Fed-up NSW doctor blasts Aussie bosses over sick day policy

A fed-up doctor has hit out at Australian bosses who require their staff to provide medical certificates for short absences from work, saying he “didn’t apply” to be a GP to provide documentation to employers.

Dr Max Mollenkopf, who owns a GP practice in Newcastle, NSW, said he sees two or three patients a day who do not need treatment but need a medical certificate to work, taking up patients’ time.

“If someone is sick and wants to see me, I want them to be able to come every day of the week,” said Dr. Mollenkopf ABC.

“I didn’t apply to medicine to do HR policy on behalf of big corporations.”

Carys Chan, a senior lecturer in organizational behavior and human resources at Griffith University, said the medical certificate requirement was important for employers as it could prevent workers from abusing sick leave.

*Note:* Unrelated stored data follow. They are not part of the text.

PR #762, opened 2024-01-31
Clean up minor warnings and code style

dpw13:
This PR does modify some of the types in the C API, but in some functions keeps the types the same and performs a cast in the CWrapper file. If we need to maintain the exact function signatures for binary compatibility of libs, I will revert the signature changes. If changing the types is OK, I'll roll out the remaining changes to the signatures and remove the casts.

This removes nearly all of the warnings on Windows builds (outside of the vendor folder which still produces many warnings) and all warnings on Linux (which surprisingly does not emit warnings for the vendor folder files?).


kblaschke:
Keeping binary compatibility is a must in the API, as 4.0 and 4.1 would otherwise not be compatible I either way, so please revert those changes. Everything that's happening in the C/C++ wrapper and beyond can be changed though.

Also, a few unit tests fail, which points to something not working the same as before.

src/libprojectM/TimeKeeper.cpp
```diff
@@ -95,12 +95,12 @@ int TimeKeeper::PresetFrameA()
     return m_presetFrameA;
 }
 
-int TimeKeeper::PresetTimeB()
+double TimeKeeper::PresetTimeB()
```
kblaschke, line 98: These had an int return value? Huh. Never noticed that, makes no sense, right?

src/playlist/Playlist.hpp
```diff
@@ -166,7 +166,7 @@ class Playlist
      * @param predicate The sort predicate.
      * @param order The sort order.
      */
-    virtual void Sort(uint32_t startIndex, uint32_t count, SortPredicate predicate, SortOrder order);
+    virtual void Sort(size_t startIndex, size_t count, SortPredicate predicate, SortOrder order);
```
kblaschke, line 169: Even if the type would be better for the underlying containers, playlists won't ever exceed 4.2 billion presets. Better convert the types in the implementation.

src/playlist/api/projectM-4/playlist_callbacks.h
```diff
@@ -42,7 +43,7 @@ extern "C" {
  * @param user_data A user-defined data pointer that was provided when registering the callback,
  *                  e.g. context information.
  */
-typedef void (*projectm_playlist_preset_switched_event)(bool is_hard_cut, unsigned int index,
+typedef void (*projectm_playlist_preset_switched_event)(bool is_hard_cut, size_t index,
```
kblaschke, line 46: This will change the ABI, please revert.

kblaschke (changes requested):

dpw13:
Sounds good! I'll get on these changes tomorrow. I missed the C++14
compatibility and didn't test OSX builds, so I'll fix the unused parameter
warnings some other way.

src/libprojectM/RandomNumberGenerators.hpp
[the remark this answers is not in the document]
dpw13: Perfect, that'll be less code to maintain in the future.

src/libprojectM/TimeKeeper.cpp
dpw13: Yeah, I was surprised too. One of the few places the type mismatch might matter.

src/playlist/Playlist.hpp
dpw13: Agree, none of the instances of size_t should really matter for this application. size_t made more sense to me since it's an index, but I'm fine with casting especially in this case.

CMakeLists.txt
```diff
@@ -200,10 +200,11 @@ else()
     set(CMAKE_VISIBILITY_INLINES_HIDDEN ON)
 endif()
 
+add_subdirectory(vendor)
+
 include(features.cmake)
 
 add_subdirectory(presets)
```
kblaschke, line 207: Could also move up the presets dir, as it just contains an install directive for testing, but no build targets.

src/libprojectM/ProjectM.hpp
```diff
@@ -110,7 +110,7 @@ class PROJECTM_EXPORT ProjectM
      */
     void LoadPresetData(std::istream& presetData, bool smoothTransition);
 
-    void ResetOpenGL(size_t width, size_t height);
+    void ResetOpenGL(int width, int height);
```
kblaschke, line 113: Could just change this (and subsequent members etc. storing the window size) to `uint32_t`, as negative window sizes don't make much sense. The API also uses `size_t`, so there's no reason to make it signed.

src/playlist/Filter.cpp
```diff
@@ -124,6 +124,7 @@ auto Filter::ApplyExpression(const std::string& filename, const std::string& fil
 
                 currentFilenameChar++;
                 currentFilterChar++;
+                continue;
```
kblaschke, line 127: 👍🏻 Good catch, this one!

kblaschke (approved):
Looks good and even fixes two bugs!

src/libprojectM/ProjectM.hpp
dpw13: Good catch. The members are already uint32_t, I must have just missed the prototype here.

CMakeLists.txt
dpw13: Erring on the side of more warnings, I think I'll leave this as-is for this PR.

PR #764, opened 2024-02-02
Relocate DLL's to PROJECTM_BIN_DIR on Windows

Blaquewithaq:
I have submitted this pull request with the intention of aligning the output directory structure more closely with the conventions observed on Windows.

DLL's are more commonly found in /bin directories.

I'm also working on the VCPKG packaging and this is their preferred structure.


kblaschke (changes requested):
Instead of doing the same thing twice, better move the code to the main CMakeLists.txt.

Additionally, using `if(WIN32)` is long deprecated, and will cease to work at some point. Please use `if(CMAKE_SYSTEM_NAME STREQUAL Windows)` instead.

kblaschke (approved):
Nice and clean!

PR #766, opened 2024-02-02
Refactor waveform aligner and add test

dpw13:
This PR adds a friend test for WaveformAligner that verifies a few internal implementation details as well as verifying proper alignment for waveforms with supported offsets.

This PR also refactors WaveformAligner for readability and fixes two bugs:
1) The code to calculate errorSum is supposed to calculate a windowed convolution but introduced an indexing bug that resulted in repeatedly calculating the product of the two waveforms instead.
2) The calculated "mip levels" or resampled waveforms were recalculated in the original Milkdrop code but was re-used as an optimization in the projectM code. However the re-used mip levels did not take the applied shift into account, resulting in the calculated offset being relative to the previous *unshifted* waveform. This bug was not present in the original Milkdrop code since the mip levels were recalculated including the applied shift.

### DIFF
--- a/src/libprojectM/Audio/WaveformAligner.cpp
+++ b/src/libprojectM/Audio/WaveformAligner.cpp
@@ -1,5 +1,6 @@
 #include "WaveformAligner.hpp"
 
+#include <algorithm>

“If they are going to pay their employee sick leave, some employers will have the right to know that you are really sick,” she said. ABC.

dr. Chan said missing working days, particularly in customer-facing roles, can be “quite disruptive” to the wider team.

Under current workplace law, employers may require employees to provide evidence of “absence of only one day or less.”

“An employee who fails to provide proof to their employer when requested may not be entitled to sick leave or carer’s leave pay,” the Fair Work Ombudsman states on its website.

If the employee does not provide proof upon request, he may not be entitled to sick leave.

In the UK, employees are not required to provide documentation from a health professional if they have taken seven days or less of absence from work under their ‘self-certification’ system.

When the employee returns to work, the employer can ask him for confirmation that he was on sick leave, which he can provide by e-mail or via a form.

Mollenkopf said the system would help save GPs valuable time if implemented in Australia.

“People who want to admit their 18-month-old child who has an ear infection now have to go to the emergency department or find an urgent care center or go through all these other steps because there’s a staff member sitting there to get a piece of paper to make their employer happy.”

“Can my boss make sure I get a doctor’s note every time I’m on sick leave?”

Alison and Jillian Barrett are principals at Maurice Blackburn Lawyers. They recently responded to a news.com.au reader who asked if it was legal for the workplace to require you to get a sick note every time you get sick.

Lawyers said the Fair Work Act governs your rights and conditions of employment, including your sick leave policy. There is national legislation (National Employment Standards or NES) that applies to all employees covered by the national employment relations system. According to the NES, full-time employees receive 10 days each year (proportionately for part-time employees).

If you are covered by a modern award or registered contract, this may outline when you need to provide evidence relating to sick leave and what type of evidence is required.

Alternatively, your employment contract or employer policy will provide some guidance, so refer to these documents.

Employers can generally ask their employees to provide evidence that the leave was taken because: you were unable to work due to injury or illness or you had to provide care or support to an immediate family or household member (due to their illness, injury or unexpected emergencies affecting them).

The employer can request proof of any period of absence from work, even if it is only one day.

If you do not provide this evidence when requested, you may not be entitled to sick or carer’s leave pay.

Nevertheless, the type of evidence required must be reasonable in the circumstances.

So, for example, if you work in a healthcare setting and your employer says you can’t work if you have a sore throat – even though you’re not otherwise ‘sick’ – it may be unreasonable for them to expect you to attend a GP for a medical certificate.

Another piece of evidence that may be acceptable is a legal declaration, especially if you are unable to see a doctor.

Pharmacy pharmacists can also issue a Certificate of Absence from Work, if this is within their competence and expertise, for example minor illnesses. However, they are not obliged to provide a certificate and can refer you to a doctor for this purpose. Often pharmacists will limit the receipt to one working day.

If you feel that you are being treated unfairly, or that your boss is treating you unfavorably in more ways than requiring a medical certificate for absence from work, then this may constitute bullying. You can contact your trade union (if you are a member), the Fair Work Ombudsman or a lawyer for further information and advice.

This legal information in this article is general in nature and should not be considered or relied upon as specific legal advice. Persons requiring specific legal advice should consult an attorney.